[Exercise] Look through the data below and return each line where "TaskStateAborted" appears.

[Data in this exercise]
PR #10750, opened 2024-04-30
[SFN] Improve Handling of Empty SendTaskFailure Calls

MEPalma:
## Motivation
Currently the StepFunctions v2 interpreter is unable of handling empty SentTaskFailure api calls. These are SendTaskFailure messages for waitForTaskToken tasks which do not provide an error string. Such calls would result in internal States.Runtime errors, and misleading error messages such as `Custom Error Names MUST NOT begin with the prefix 'States.', got 'State.Runtime'`.  This PR adds snapshot tests replicating this occurrence and add support for CustomErrorNames to have nullable error strings. It also identifies need for future work on StateTaskAbort events logging.

## Changes
- Nullable error strings in CustomErrorName objects
- Related handling of null error strings
- Snapshot tests

### DIFF
--- a/localstack/services/stepfunctions/asl/component/common/catch/catcher_decl.py
+++ b/localstack/services/stepfunctions/asl/component/common/catch/catcher_decl.py
@@ -75,8 +75,8 @@ class CatcherDecl(EvalComponent):
             )
         spec_event_details: dict = list(failure_event.event_details.values())[0]
         # If no cause or error fields are given, AWS binds an empty string; otherwise it attaches the value.
-        error = str() if "error" not in spec_event_details else spec_event_details["error"]
-        cause = str() if "cause" not in spec_event_details else spec_event_details["cause"]
+        error = spec_event_details.get("error", "")
+        cause = spec_event_details.get("cause", "")
         # Stepfunctions renames these fields to capital in this scenario.
         return {
             "Error": error,
--- a/localstack/services/stepfunctions/asl/component/common/catch/catcher_decl.py
+++ b/localstack/services/stepfunctions/asl/component/common/catch/catcher_decl.py
@@ -74,8 +74,9 @@ class CatcherDecl(EvalComponent):
                 f"Internal Error: invalid event details declaration in FailureEvent: '{failure_event}'."
             )
         spec_event_details: dict = list(failure_event.event_details.values())[0]
-        error = spec_event_details["error"]
-        cause = spec_event_details.get("cause") or ""
+        # If no cause or error fields are given, AWS binds an empty string; otherwise it attaches the value.
+        error = str() if "error" not in spec_event_details else spec_event_details["error"]
+        cause = str() if "cause" not in spec_event_details else spec_event_details["cause"]
         # Stepfunctions renames these fields to capital in this scenario.
         return {
             "Error": error,
--- a/tests/aws/services/stepfunctions/v2/callback/test_callback.py
+++ b/tests/aws/services/stepfunctions/v2/callback/test_callback.py
@@ -750,7 +750,13 @@ class TestCallback:
             task_token = message_body["TaskToken"]
             aws_client.stepfunctions.send_task_failure(taskToken=task_token)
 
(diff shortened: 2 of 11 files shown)


localstack/services/stepfunctions/asl/component/common/catch/catcher_decl.py
```diff
@@ -74,8 +74,9 @@ def _extract_error_cause(failure_event: FailureEvent) -> dict:
                 f"Internal Error: invalid event details declaration in FailureEvent: '{failure_event}'."
             )
         spec_event_details: dict = list(failure_event.event_details.values())[0]
-        error = spec_event_details["error"]
-        cause = spec_event_details.get("cause") or ""
+        # If no cause or error fields are given, AWS binds an empty string; otherwise it attaches the value.
+        error = str() if "error" not in spec_event_details else spec_event_details["error"]
+        cause = str() if "cause" not in spec_event_details else spec_event_details["cause"]
```
dominikschubert, line 79: Is there a particular reason you've used `str()` over a simple empty string literal `""`? If not I'd argue the latter is a bit more clearer to the reader and should also avoid an unnecessary function call

dominikschubert: An alternative would be for both just doing a `.get("...", "")` which is a bit more "pythonic" and therefore clearer in purpose

tests/aws/services/stepfunctions/v2/callback/test_callback.py
```diff
@@ -697,3 +698,69 @@ def test_sqs_wait_for_task_token_no_token_parameter(
...
+        request,
+    ):
+        if (
+            request.node.name
+            == "test_sqs_failure_in_wait_for_task_tok_no_error_field[SQS_PARALLEL_WAIT_FOR_TASK_TOKEN]"
+        ):
+            # TODO: The conditions in which TaskStateAborted error events are logged requires further investigations.
+            #  These appear to be logged for Task state workers but only within Parallel states. The behaviour with
+            #  other 'Abort' errors should also be investigated.
+            pytest.skip("Investigate occurrence logic of 'TaskStateAborted' errors")
```
dominikschubert, line 725: Is this also not working against AWS or just localstack?

tests/aws/services/stepfunctions/v2/callback/test_callback.py
```diff
@@ -697,3 +698,69 @@ def test_sqs_wait_for_task_token_no_token_parameter(
...
+                    QueueUrl=queue_url, MaxNumberOfMessages=1
+                )
+                return receive_message_response["Messages"][0]["Body"]
+
+            message_body_str = retry(_get_message_body, retries=60, sleep=1)
+            message_body = json.loads(message_body_str)
+            task_token = message_body["TaskToken"]
+            aws_client.stepfunctions.send_task_failure(taskToken=task_token)
+
+        threading.Thread(target=_empty_send_task_failure_on_sqs_message, args=()).start()
```
dominikschubert, line 753: Please make sure any created thread is a) named and b) ideally set as a daemon thread to avoid blocking the shutdown and improve debugging.

dominikschubert (changes requested):
Mostly LGTM! Definitely another interesting edge case.

Changes requested is mostly referring to the thread handling which I'd like to verify before a final approval.

tests/aws/services/stepfunctions/v2/callback/test_callback.py
MEPalma: It works against AWS. For LocalStack I first want to collect more insight into when it is triggered before updating the interpreter

dominikschubert: nit: You could in this case extend the if case by a check against `is_aws_cloud()` as well to make sure we only skip it when running against LS

dominikschubert (approved):
LGTM, thanks for addressing the previous points. Minor nit regarding the test skip, but generally good to go from my side :)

[Output below]
+            # TODO: The conditions in which TaskStateAborted error events are logged requires further investigations.
+            pytest.skip("Investigate occurrence logic of 'TaskStateAborted' errors")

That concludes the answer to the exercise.